Effects of supine, prone, and lateral positions on cardiovascular and renal variables in humans

Bettina Pump1, Ulrik Talleruphuus2, Niels Juel Christensen3, Jørgen Warberg4, and Peter Norsk1

1 Department of Aviation Medicine, The Heart Centre, Copenhagen University Hospital 7522; 2 Department of Clinical Physiology, Copenhagen University Hospital 4012; 4 Department of Medical Physiology, The Panum Institute, DK-2100 Copenhagen; and 3 Department of Internal Medicine and Endocrinology, Herlev Hospital, University of Copenhagen, DK-2730 Herlev, Denmark

The hypothesis was tested that changing the direction of the transverse gravitational stress in horizontal humans modulates cardiovascular and renal variables.
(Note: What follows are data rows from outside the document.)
PR #2374, opened 2026-08-05
fix: cap unterminated bracketed-paste buffering

docxology:
On flush_timeout, if the buffer starts with ESC[200~ but the ESC[201~ terminator has not arrived, the framer held indefinitely with no cap — unbounded memory growth and input hang. A truncated paste, a protocol violation, or a split terminator causes all subsequent input to be held and never forwarded.

Fix: add a MAX_BRACKETED_PASTE_BUFFER (1 MB) cap. When exceeded, flush the raw bytes without bracketed-paste framing so the pane receives the content and input flow resumes.

Regression test: `oversize_bracketed_paste_without_terminator_is_flushed_raw` verifies that an oversize buffer is flushed as raw bytes and does not grow unboundedly.

`cargo fmt --check`: clean
`cargo test --locked raw_input`: 106 passed, 0 failed


docxology:

PR #2375, opened 2026-08-05
fix: release plugin in-flight counter if the command thread never completes

docxology:
plugin_commands_in_flight was incremented at runtime.rs:119 but only decremented on the PluginCommandFinished event. If the spawned thread panicked or blocking_send failed before the event was dispatched, the counter leaked. After MAX_PLUGIN_COMMANDS_IN_FLIGHT (32) leaks, all further plugin commands fail with "maximum concurrent plugin commands reached" until restart.

Fix: use an RAII guard (PluginCommandFinishedGuard) that sends the finished event on drop. If the thread panics or the event is never explicitly sent, the guard drops and the event fires, decrementing the counter.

On different study days, 14 healthy males were placed for 6 h in either the horizontal supine or prone position following 3 h of being supine. Eight of the subjects were in addition investigated in the horizontal left lateral position. Compared with supine, the prone position slightly increased free water clearance (349 ± 38 vs. 447 ± 39 ml/6 h, P = 0.05) and urine output (1,387 ± 55 vs. 1,533 ± 52 ml/6 h, P = 0.06) with no statistically significant effect on renal sodium excretion (69 ± 3 vs. 76 ± 5 mmol/6 h, P = 0.21). Mean arterial pressure and left atrial diameter were similar comparing effects of supine with prone. The prone position induced an increase in heart rate (54 ± 2 to 58 ± 2 beats/min, P < 0.05), total peripheral vascular resistance (13 ± 1 to 16 ± 1 mmHg · min-1 · l-1, P < 0.05), forearm venous plasma concentration of norepinephrine (97 ± 9 to 123 ± 16 pg/ml, P < 0.05), and atrial natriuretic peptide (49 ± 4 to 79 ± 12 pg/ml, P < 0.05), whereas stroke volume decreased (122 ± 5 to 102 ± 3 ml, P < 0.05, n = 6). The left lateral position had no effect on renal variables, whereas left atrial diameter increased (32 ± 1 to 35 ± 1 mm, P < 0.05) and mean arterial pressure decreased (90 ± 2 to mean value of 85 ± 2 mmHg, P < 0.05). In conclusion, the prone position reduced stroke volume and increased sympathetic nervous activity, possibly because of mechanical compression of the thorax with slight impediment of arterial filling. The mechanisms of the slightly augmented urine output in prone position require further experimentation.